An electric lamp which runs at `100 V DC` and consumes `10 A` current is connected to `AC` mains at `150 V, 50 Hz` cycles with a choke coil in series. Calculate the inductance and drop of voltage across the choke. Neglect the resistance of choke.

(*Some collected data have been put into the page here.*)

PR #899, opened 2022-01-11
NOTIF-152 Add recipient users

josejulio:
Allows notification message to specify a list of users.

This allows an applications to specify users they want to send a specific notification. This list of users is added to whatever the notification administrator already set and does not overwrite the setting.

### DIFF
--- a/backend/src/main/java/com/redhat/cloud/notifications/recipients/RecipientResolver.java
+++ b/backend/src/main/java/com/redhat/cloud/notifications/recipients/RecipientResolver.java
@@ -31,20 +31,24 @@ public class RecipientResolver {
             usersUni = rbacRecipientUsersProvider.getGroupUsers(accountId, request.isOnlyAdmins(), request.getGroupId());
         }
 
+        // The base list of recipients comes from RBAC.
         return usersUni
                 .onItem().transform(Set::copyOf)
                 .onItem().transform(users -> {
-                    // This step requires a specific set of users and all others needs to be ignored (for this step)
+                    // If the request contains a list of users, then the recipients from RBAC who are not included in
+                    // the request users list are filtered out.
                     if (request.getUsers().size() > 0) {
                         return filterUsers(users, request.getUsers());
                     }
-
+                    // Otherwise, the full list of recipients from RBAC will be processed by the next step.
                     return users;
                 }).onItem().transform(users -> {
+                    // If the user preferences should be ignored, the recipients from RBAC (possibly filtered by the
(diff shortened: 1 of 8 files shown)


pom.xml
```diff
@@ -45,7 +45,8 @@
         <!-- Be careful with bumps, version 5.11.2 caused tests instability so we had to rollback to 5.5.4 -->
         <mockserver-client-java.version>5.5.4</mockserver-client-java.version>
 
-        <insights-notification-schemas-java.version>0.4</insights-notification-schemas-java.version>
+
+        <insights-notification-schemas-java.version>0.5</insights-notification-schemas-java.version>
```
josejulio, line 49: Removing extra line
```suggestion
        <insights-notification-schemas-java.version>0.5</insights-notification-schemas-java.version>
```

backend/src/main/java/com/redhat/cloud/notifications/recipients/RecipientResolver.java
```diff
@@ -34,17 +31,31 @@
...
+
+                    return users;
+                }).onItem().transform(users -> {
+                    if (request.isIgnoreUserPreferences()) {
+                        return Set.copyOf(users);
+                    }
+
+                    return filterUsers(users, subscribers);
+                });
+    }
```
gwenneg, line 50: This is all clear to me, but I think it needs more comments for someone who wouldn't know that code at all:
```suggestion
        // The base list of recipients comes from RBAC.
        return usersUni
                .onItem().transform(Set::copyOf)
                .onItem().transform(users -> {
                    // If the request contains a list of users, then the recipients from RBAC who are not included in
                    // the request users list are filtered out.
                    if (request.getUsers().size() > 0) {
                        return filterUsers(users, request.getUsers());
                    }
                    // Otherwise, the full list of recipients from RBAC will be processed by the next step.
                    return users;
                }).onItem().transform(users -> {
                    // If the user preferences should be ignored, the recipients from RBAC (possibly filtered by the
                    // previous step) is returned without filtering out the users who didn't subscribe to the event type.
                    if (request.isIgnoreUserPreferences()) {
                        return Set.copyOf(users);
                    }
                    // Otherwise, the recipients from RBAC who didn't subscribe to the event type are filtered out.
                    return filterUsers(users, subscribers);
                });
    }
```

josejulio: Perfect!

gwenneg (approved):
LGTM

PR #916, opened 2022-01-18
Add 'changeme' value

theute:


.rhcicd/clowdapp-aggregator.yaml
```diff
@@ -80,7 +80,7 @@ parameters:
   required: true
 - name: PROMETHEUS_PUSHGATEWAY
   description: Prometheus Pushgateway URL
-  value: ""
+  value: changeme
```
gwenneg, line 83:
```suggestion
  value: CHANGE_ME
```

theute: Oups, was too fast, will change if that worked

gwenneg: Don't worry about it, it's not that important.

PR #918, opened 2022-01-19
PROMETHEUS_PUSHGATEWAY should be optional

theute:
Trying again as it should be


gwenneg:
Can this be merged safely?

theute:
I think we should try again, I will do a stage + ephemeral deployment and see
This is how it should be. Hopefully the dummy value isn't needed.

PR #1021, opened 2022-02-28
NOTIF-488 Remove ModelInstancesHolder from backend

gwenneg:
`ModelInstancesHolder` was initially introduced to flatten the reactive tests and was not removed in #1009 because it would have made the review even harder. It's time to say goodbye now!


josejulio (approved):
goodbye!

To solve the problem step-by-step, we will follow the given information and apply the relevant formulas. ### Step 1: Understand the given values - The electric lamp operates at a voltage of \( V_R = 100 \, V \) (DC). - The current consumed by the lamp is \( I = 10 \, A \). - The AC mains voltage is \( V = 150 \, V \). - The frequency of the AC supply is \( f = 50 \, Hz \). ### Step 2: Calculate the voltage drop across the choke We can use the formula for the voltage across the choke \( V_L \): \[ V_L = \sqrt{V^2 - V_R^2} \] Substituting the known values: \[ V_L = \sqrt{150^2 - 100^2} \] Calculating the squares: \[ 150^2 = 22500 \quad \text{and} \quad 100^2 = 10000 \] Now, substituting these values into the equation: \[ V_L = \sqrt{22500 - 10000} = \sqrt{12500} \] Calculating the square root: \[ V_L \approx 111.8 \, V \] ### Step 3: Calculate the inductance \( L \) We know that the voltage across the choke can also be expressed as: \[ V_L = I \cdot X_L \] Where \( X_L = \omega L \) and \( \omega = 2 \pi f \). First, calculate \( \omega \): \[ \omega = 2 \pi f = 2 \cdot 3.14 \cdot 50 \approx 314 \, rad/s \] Now, substituting into the equation for \( V_L \): \[ V_L = I \cdot \omega L \] Rearranging to find \( L \): \[ L = \frac{V_L}{I \cdot \omega} \] Substituting the known values: \[ L = \frac{111.8}{10 \cdot 314} \] Calculating the denominator: \[ 10 \cdot 314 = 3140 \] Now substituting back: \[ L = \frac{111.8}{3140} \approx 0.0357 \, H \quad \text{or} \quad 0.036 \, H \] ### Final Answers - The inductance \( L \approx 0.036 \, H \) - The voltage drop across the choke \( V_L \approx 111.8 \, V \)